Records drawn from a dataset
··········

PR #273, opened 2025-08-25
Fix error in `cloud-init` script

jsf9k:
## 🗣 Description ##

This pull request fixes a `cloud-init` script that recently broke.

The script wasn't working as it stood, so it had to be fixed.  @m1j09830 noticed this and brought it to my attention.

The problem was that `nvme id-ctrl -v` no longer shows the non-NVMe device name.  The non-NVMe device name shows up in Linux as a symlink to the appropriate NVMe device, though, so none of the chicanery where we figure out the NVMe device name is actually necessary.  (I'm not sure it ever was.)  We can use the non-NVMe device name directly.

## 🧪 Testing ##

I verified that the GoPhish instance types deploys successfully with this change in both our `dev-a` and `production` COOL deployments.

- [x] Bump major, minor, patch, pre-release, and/or build versions [as appropriate](https://semver.org/#semantic-versioning-specification-semver) via the `bump_version` script *if* this repository is versioned *and* the changes in this PR [warrant a version bump](https://semver.org/#what-should-i-do-if-i-update-my-own-dependencies-without-changing-the-public-api).

## ✅ Pre-merge checklist ##

- [x] Finalize version.

## ✅ Post-merge checklist ##

- [x] Create a release (necessary if and only if the version was bumped).


dav3r (approved):
Excellent, love that it's simpler now. 👍

cloud-init/ebs-disk-setup.tpl.sh
```diff
@@ -30,44 +30,19 @@ while [ "$(lsblk | grep --count ' disk')" -lt "${num_disks}" ]; do
...
-  # looking for.
-  set +o errexit
-  set +o pipefail
-  non_nvme_device_name=$(nvme id-ctrl -v "$nvme_device" | grep -o "${device_name}")
-  set -o errexit
-  set -o pipefail
-
-  if [ "$non_nvme_device_name" = "${device_name}" ]; then
-    # We've found our device
+# Create a file system on the EBS volume if one was not already there.
```
mcdonnnj: Since we don't tend to use periods on single line comments (now that this is no longer a multi-line comment).

```suggestion
# Create a file system on the EBS volume if one was not already there
```

cloud-init/ebs-disk-setup.tpl.sh
```diff
@@ -30,44 +30,19 @@ while [ "$(lsblk | grep --count ' disk')" -lt "${num_disks}" ]; do
...
-    mount UUID="$uuid" --options "${mount_options}" "${mount_point}"
-
-    # Save the mount point in fstab, so the file system is
-    # remounted if the instance is rebooted
-    echo "# ${label}" >> /etc/fstab
-    echo "UUID=$uuid ${mount_point} ${fs_type} ${mount_options} 0 2" >> /etc/fstab
-  fi
-done
+# Save the mount point in fstab, so the file system is remounted if
+# the instance is rebooted
```
mcdonnnj: Since we tend to use periods on multi-line comments.

```suggestion
# the instance is rebooted.
```

mcdonnnj (approved):
LGTM ✔

PR #295, opened 2026-07-07
Add a loop to retry setting of Nessus port until it succeeds or exhausts the allowed number of retries

jsf9k:
## 🗣 Description ##

This pull request adds a loop to `cloud-init/nessus-setup.sh` to retry the setting of the Nessus port until it either succeeds or exhausts the allowed number of retries.

I have found that sometimes the setting of the Nessus port fails because "global.db is not ready yet", but it eventually succeeds after a few minutes if retried.

## 🧪 Testing ##

I successfully deployed a new Nessus instance with these changes and verified that they function as expected.  No manual re-running of cloud-init scripts was necessary, which is a great improvement.

I also temporarily set the maximum number of retries to one and verified that the logic stops there even if the attempt to set the Nessus web port fails.

- [x] Bump major, minor, patch, pre-release, and/or build versions [as appropriate](https://semver.org/#semantic-versioning-specification-semver) via the `bump_version` script *if* this repository is versioned *and* the changes in this PR [warrant a version bump](https://semver.org/#what-should-i-do-if-i-update-my-own-dependencies-without-changing-the-public-api).

## ✅ Pre-merge checklist ##

- [x] Finalize version.

## ✅ Post-merge checklist ##

- [x] Create a release (necessary if and only if the version was bumped).


cloud-init/nessus-setup.sh
```diff
@@ -77,16 +77,20 @@ else
...
-fi
+while true; do
+  # shellcheck disable=SC2154
+  echo "Attempting to set Nessus web server port to ${nessus_web_server_port}..."
+  $nessus_sbin_path/nessuscli fix --set xmlrpc_listen_port="${nessus_web_server_port}"
+  xmlrpc_listen_port_rc="$?"
+
+  # No need to echo anything if successful since nessuscli will do it for us
+  if [ "$xmlrpc_listen_port_rc" -ne 0 ]; then
+    echo "ERROR: Setting Nessus web server port was unsuccessful"
```
mcdonnnj: I think it would be beneficial to add a message mentioning that it will be retried.

mcdonnnj (commented):
Unless you have other changes on the way did you have a reason not to bump the version?

cloud-init/nessus-setup.sh
```diff
@@ -77,16 +77,20 @@ else
...
+    sleep 60
+  else
+    break
+  fi
+done
```
dav3r: I'd prefer to see a loop that will timeout after a certain number of tries, rather than a never-ending one.

dav3r (changes requested):
Please take a look at my comment and let me know what you think.

cloud-init/nessus-setup.sh
jsf9k: Please see commit [f379a00](https://github.com/cisagov/cool-assessment-terraform/pull/295/commits/f379a008dc15c614108d4f8453a507c156f20529).

cloud-init/nessus-setup.sh
jsf9k: Please see commit [5d989d4](https://github.com/cisagov/cool-assessment-terraform/pull/295/commits/5d989d43ef9e856b44c96176fbedacf47c59c2e7).

jsf9k:
I re-tested these changes twice after commit [5d989d4](https://github.com/cisagov/cool-assessment-terraform/pull/295/commits/5d989d43ef9e856b44c96176fbedacf47c59c2e7).  I verified:
- That the code works as-is
- That the maximum number of attempts is not exceeded by temporarily setting it equal to one

jsf9k:
> Unless you have other changes on the way did you have a reason not to bump the version?

Please see commit [c804f78](https://github.com/cisagov/cool-assessment-terraform/pull/295/commits/c804f78fc2a9d948fcf0ff83af1cd09f1b6c9fdc).

mcdonnnj (approved):

cloud-init/nessus-setup.sh
dav3r: That looks great, thanks. 👍

dav3r (approved):
🎡 👍

PR #299, opened 2026-08-12
Use fewer ACL rules for dynamic inbound ports in the operations subnet

### LINKED ISSUE #288: Inefficient use of NACL rules for `inbound_ports_allowed`
# 🐛 Summary #

Adding a lot of `inbound_ports_allowed` can result in hitting the AWS hard limit for network ACL rules (currently 40) during a `terraform apply`.

## To reproduce ##

1. Set up an environment with inbound ports allowed similar to [this](https://github.com/cisagov/cool-assessment-tfvars/blob/8f34dac9a9fab5e0b0918b64f1920fcc85daad3a/production/env82-production.tfvars).
1. Attempt to apply the terraform.

## Expected behavior ##

The `terraform apply` should complete without error and the security groups and network ACL rules should be created successfully in AWS.

## Any helpful log output or screenshots ##

If the limit for NACL rules is exceeded, Terraform gives one or more errors like this:

```console
Error: creating EC2 Network ACL (acl-01234567890abcdef) Rule (egress: false)(156): operation error EC2: CreateNetworkAclEntry, https response error StatusCode: 400, RequestID: 0b8293e6-d21a-428a-97bd-413e79c7603f, api error NetworkAclEntryLimitExceeded: The maximum number of network acl entries has been reached.
│ 
│   with aws_network_acl_rule.operations_ingress_from_anywhere_via_allowed_ports["tcp_123_123"],
│   on [operations_acl_rules.tf](http://operations_acl_rules.tf/) line 122, in resource "aws_network_acl_rule" "operations_ingress_from_anywhere_via_allowed_ports":
│  122: resource "aws_network_acl_rule" "operations_ingress_from_anywhere_via_allowed_ports" {
│
```

We should find a way to minimize the necessary number of NACL rules such that we will not run into this hard limit.  For example, one naive way to do this would be to simply create one rule per protocol/source/allow/deny containing the range from the lowest to the highest ports required.  Since the security groups provide granular security, the NACLs could be more coarsely defined.

jsf9k:
## 🗣 Description ##

This pull request modifies the code to compute maximal ranges for inbound ports in the operations subnet that are opened per the `*.tfvars` file.

Resolves #288.

AWS only allows 40 ACL rules per subnet.  With cisagov/egress-assess-packer#67 requiring more inbound ports be opened up for that instance type we have hit that limit.

## 🧪 Testing ##

I tested these changes by successfully applying them to `env38` in our `production` COOL deployment.  I looked at the ACL rules created for the operations subnet and they look correct.


dav3r:
This is output from an AI review:

## Summary of the change

This PR reduces the number of network ACL rules consumed by `aws_network_acl_rule.operations_ingress_from_anywhere_via_allowed_ports`. Previously it created one ACL rule per distinct `{protocol, from_port, to_port}` entry across all instantiated operations instances. Now it collapses those down to **one rule per protocol**, spanning from the minimum `from_port` to the maximum `to_port` seen for that protocol. This works around the AWS limit of ~40 rules per ACL. The mechanism is sound and the Terraform is correct.

## Correctness — looks good

- The new `inbound_ports_allowed_for_acl` map exposes `index`, `from_port`, `protocol`, `to_port`, which exactly matches what the ACL resource references (`each.value.index`, etc.), so the `for_each` swap is consistent.
- `index` was dropped from `union_of_inbound_ports_allowed`, and nothing else consumes it — the per-instance SG files (`kali_sg.tf`, etc.) read `var.inbound_ports_allowed` directly, not this local. So no dangling references.
- The empty case is safe: with no instantiated instances, `union_of_inbound_ports_allowed_protocols` is `[]`, all downstream maps are empty, and `min([]...)`/`max([]...)` are never invoked (the comprehension produces no elements). No apply-time error.
- `min([...]...)` / `max([...]...)` with the `...` spread is valid Terraform.
- Rule numbering is fine: protocol count is tiny (tcp/udp), so `150 + index` stays at 150/151 and won't collide with the next rule block at 170.

## The thing I'd flag before approving

**The consolidation meaningfully broadens the ACL, and can expose deliberately-excluded ports at the NACL layer.**

Because you now open a single contiguous `min→max` range per protocol, every port *between* the explicitly-requested ports is also opened at the network ACL. Example: if an instance requests `tcp 443` and `tcp 9000–9009`, the ACL now allows `tcp 443–9009`, i.e. 444–8999 are open at the subnet boundary where they weren't before.

The PR description correctly notes that the **security groups still restrict actual traffic**, so effective exposure is unchanged — that's a reasonable defense-in-depth trade to stay under the rule limit. But there's a subtler interaction worth checking:

The other ACL rules in `operations_acl_rules.tf` deliberately carve *around* two sensitive ports — RDP `3389` and Cobalt Strike teamserver `50050` — by splitting the ephemeral ranges (`1024–3388`, `3390–50049`, `50051–65535`). This new consolidated allow rule sits at rule number **150/151**, which is evaluated *before* those carve-outs (170/180/200), and there is no explicit `deny` for 3389 or 50050. So **if the min→max range for a protocol happens to span 3389 or 50050, this rule will open them at the NACL** — silently undoing the exclusion those other rules were written to preserve. Only the security groups would then stand between the internet and those ports.

Whether this actually triggers depends on the real `inbound_ports_allowed` values in the deployment tfvars. It's worth confirming that no protocol's consolidated range straddles 3389 or 50050 — and if that's an acceptable risk given SG enforcement, consider adding a comment near `inbound_ports_allowed_for_acl` documenting that the range is intentionally coarse and relies on the SGs, so a future reader doesn't assume the ACL is precise.

## Minor / optional

- Pre-existing (not introduced here): if anyone ever puts an `icmp` entry in `inbound_ports_allowed`, the `from_port`/`to_port` min/max math is semantically meaningless for ICMP and the ACL rule wouldn't set `icmp_type`/`icmp_code`. The old code had the same issue, so it's not a regression — just worth knowing the new range math makes it slightly more surprising.
- The testing note (applied to `env38`, ACL rules look correct) is good. For extra confidence, it'd be worth explicitly verifying in that environment that 3389 and 50050 are *not* reachable at the NACL after the change.

Overall: functionally correct and achieves its stated goal. The one real ask is to confirm the 3389/50050 exposure question and, if it's fine, document the intentional coarsening. Everything else is clean.

dav3r:
AI suggestions:

Replying to my earlier review (https://github.com/cisagov/cool-assessment-terraform/pull/299#issuecomment-5270056885) regarding protecting the sensitive ports (3389 RDP, 50050 Cobalt Strike teamserver) from the broadened `min→max` range.

The cleanest fix leverages how AWS network ACLs evaluate rules: they're processed in ascending `rule_number` order and **the first match wins**. So put explicit `deny` rules for the sensitive ports at a rule number *below* the broad allow (150/151), and they'll shadow it no matter what range the consolidation produces.

## Option A (recommended): explicit deny rules ahead of the broad allow

Data-driven, costs only 1–2 rules, and is robust to whatever `min→max` range gets computed.

In `locals.tf`:

```hcl
# Ports that must never be publicly reachable at the operations subnet
# ACL, regardless of the ranges produced by inbound_ports_allowed.
# These deny rules are numbered below the "allowed ports" rule
# (150/151) so they take precedence (first-match wins in a NACL).
operations_denied_public_ports = {
  rdp        = { port = 3389, rule_number = 145 }
  teamserver = { port = 50050, rule_number = 146 }
}
```

In `operations_acl_rules.tf` (place it just before the `operations_ingress_from_anywhere_via_allowed_ports` rule):

```hcl
# Explicitly deny public access to sensitive ports (RDP, Cobalt Strike
# teamserver) so the broadened "allowed ports" range below cannot
# inadvertently expose them at the NACL layer.
resource "aws_network_acl_rule" "operations_deny_sensitive_public_ports" {
  provider = aws.provisionassessment
  for_each = local.operations_denied_public_ports

  cidr_block     = "0.0.0.0/0"
  egress         = false
  from_port      = each.value.port
  network_acl_id = aws_network_acl.operations.id
  protocol       = "tcp"
  rule_action    = "deny"
  rule_number    = each.value.rule_number
  to_port        = each.value.port
}
```

Why this works well here:
- Both 3389 (RDP) and 50050 (teamserver) are TCP, so two rules cover them.
- Neither port appears in the private-subnet allow rules (100–140 are ssh/winrm/vnc/http/https), so a blanket `0.0.0.0/0` deny won't break Ansible/Terraformer traffic — Ansible reaches Windows via WinRM/5986, not RDP.
- Future-proof: to protect another port later, add one line to the map.

**Caveat to confirm:** if any legitimate flow *from the private subnet* ever needs 3389 or 50050, a `0.0.0.0/0` deny at 145/146 would block it too (NACLs don't do longest-prefix; the lower rule number just wins). If that's a concern, add a private-subnet `allow` for those ports at an even lower number (e.g. 141–144) so private traffic is permitted before the public deny. Based on the current design I don't think it's needed, but worth a moment's thought.

## Option B: compute ranges that exclude the sensitive ports

Instead of a single `min→max` per protocol, split the range around 3389/50050 so the allow rules never cover them. This keeps the ACL precise, but reintroduces rule-count growth (potentially 2–3 sub-ranges per protocol), which fights the purpose of the PR, and makes the locals logic more complex. Only worth it if there's a hard requirement that the NACL never allow *any* unrequested port, not just the two sensitive ones.

## Option C: accept the broadening, document it, rely on SGs

Essentially the current PR state. Effective exposure is unchanged because the security groups still filter, so it's defensible. The risk is purely defense-in-depth erosion and the surprise factor for a future reader. If you go this route, at least add a comment near `inbound_ports_allowed_for_acl` explaining the range is intentionally coarse.

## Recommendation

Option A. It restores the deliberate 3389/50050 exclusion the original ACL design had, keeps you well under the 40-rule limit (two rules), and is self-documenting via the `locals` map. It complements the PR rather than fighting it.

jsf9k:
> AI suggestions:
> 
> Replying to my earlier review ([#299 (comment)](https://github.com/cisagov/cool-assessment-terraform/pull/299#issuecomment-5270056885)) regarding protecting the sensitive ports (3389 RDP, 50050 Cobalt Strike teamserver) from the broadened `min→max` range.
> 
> The cleanest fix leverages how AWS network ACLs evaluate rules: they're processed in ascending `rule_number` order and **the first match wins**. So put explicit `deny` rules for the sensitive ports at a rule number _below_ the broad allow (150/151), and they'll shadow it no matter what range the consolidation produces.
> 
> ## Option A (recommended): explicit deny rules ahead of the broad allow
> Data-driven, costs only 1–2 rules, and is robust to whatever `min→max` range gets computed.
> 
> In `locals.tf`:
> 
> ```hcl
> # Ports that must never be publicly reachable at the operations subnet
> # ACL, regardless of the ranges produced by inbound_ports_allowed.
> # These deny rules are numbered below the "allowed ports" rule
> # (150/151) so they take precedence (first-match wins in a NACL).
> operations_denied_public_ports = {
>   rdp        = { port = 3389, rule_number = 145 }
>   teamserver = { port = 50050, rule_number = 146 }
> }
> ```
> 
> In `operations_acl_rules.tf` (place it just before the `operations_ingress_from_anywhere_via_allowed_ports` rule):
> 
> ```hcl
> # Explicitly deny public access to sensitive ports (RDP, Cobalt Strike
> # teamserver) so the broadened "allowed ports" range below cannot
> # inadvertently expose them at the NACL layer.
> resource "aws_network_acl_rule" "operations_deny_sensitive_public_ports" {
>   provider = aws.provisionassessment
>   for_each = local.operations_denied_public_ports
> 
>   cidr_block     = "0.0.0.0/0"
>   egress         = false
>   from_port      = each.value.port
>   network_acl_id = aws_network_acl.operations.id
>   protocol       = "tcp"
>   rule_action    = "deny"
>   rule_number    = each.value.rule_number
>   to_port        = each.value.port
> }
> ```
> 
> Why this works well here:
> 
> * Both 3389 (RDP) and 50050 (teamserver) are TCP, so two rules cover them.
> * Neither port appears in the private-subnet allow rules (100–140 are ssh/winrm/vnc/http/https), so a blanket `0.0.0.0/0` deny won't break Ansible/Terraformer traffic — Ansible reaches Windows via WinRM/5986, not RDP.
> * Future-proof: to protect another port later, add one line to the map.
> 
> **Caveat to confirm:** if any legitimate flow _from the private subnet_ ever needs 3389 or 50050, a `0.0.0.0/0` deny at 145/146 would block it too (NACLs don't do longest-prefix; the lower rule number just wins). If that's a concern, add a private-subnet `allow` for those ports at an even lower number (e.g. 141–144) so private traffic is permitted before the public deny. Based on the current design I don't think it's needed, but worth a moment's thought.
> 
> ## Option B: compute ranges that exclude the sensitive ports
> Instead of a single `min→max` per protocol, split the range around 3389/50050 so the allow rules never cover them. This keeps the ACL precise, but reintroduces rule-count growth (potentially 2–3 sub-ranges per protocol), which fights the purpose of the PR, and makes the locals logic more complex. Only worth it if there's a hard requirement that the NACL never allow _any_ unrequested port, not just the two sensitive ones.
> 
> ## Option C: accept the broadening, document it, rely on SGs
> Essentially the current PR state. Effective exposure is unchanged because the security groups still filter, so it's defensible. The risk is purely defense-in-depth erosion and the surprise factor for a future reader. If you go this route, at least add a comment near `inbound_ports_allowed_for_acl` explaining the range is intentionally coarse.
> 
> ## Recommendation
> Option A. It restores the deliberate 3389/50050 exclusion the original ACL design had, keeps you well under the 40-rule limit (two rules), and is self-documenting via the `locals` map. It complements the PR rather than fighting it.

Please see commit [d0411f2](https://github.com/cisagov/cool-assessment-terraform/pull/299/commits/d0411f270b87bc29f7f97c2a843cba46a6cc0402).

dav3r (approved):
Strong work, looks great, excelsior! 🚀

dav3r (approved):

··········

## WHAT YOU ARE ASKED TO DO
Pick out every line above that holds the word "system" and copy it.

## EXPECTED ANSWER
+# Create a file system on the EBS volume if one was not already there.
# Create a file system on the EBS volume if one was not already there
-    # Save the mount point in fstab, so the file system is
+# Save the mount point in fstab, so the file system is remounted if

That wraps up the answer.